By Heshan Niluminda
Being a young LGBTQ+ person in Sri Lanka was already fraught with challenges before the onset of the COVID-19 pandemic. However, the pandemic, coupled with the subsequent economic crisis, exacerbated these difficulties. In this article, I will delve into the hurdles and prospects that young LGBTQ+ individuals encounter in the post-COVID “new normal” in Sri Lanka.
Many of the struggles we faced before the pandemic persist. Bullying, harassment, and various violations are still rampant. Access to education and healthcare remains arduous, and finding job opportunities is a constant challenge. Moreover, we are at heightened risk for health crises like HIV. Most alarmingly, we are increasingly vulnerable to gender and sexual orientation-based violence.

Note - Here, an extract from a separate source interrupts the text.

PR #2830, opened 2021-10-28
MGMT-7330: Create a job in prow CI to run assisted-service unit tests

pawanpinjarkar:
Install postgresql in Dockerfile.assisted-service-build and use that image to run unit tests in prow using the updated unit-test target.
Locally, users should continue to run 'skipper make unit-test' which will now only start a single container locally.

Yet, the repercussions of COVID-19 and the ensuing economic downturn have ushered in a fresh set of obstacles. The loss of jobs has forced many young LGBTQ+ people to turn to transactional sex to survive. A lack of information on sexual and reproductive health, coupled with limited access to youth-friendly sexual and reproductive health and rights (SRHR) services, further complicates the situation. Without autonomy, young LGBTQ+ individuals may engage in unsafe sexual practices due to power imbalances. Their reluctance to seek regular SRHR services exacerbates their vulnerability to HIV.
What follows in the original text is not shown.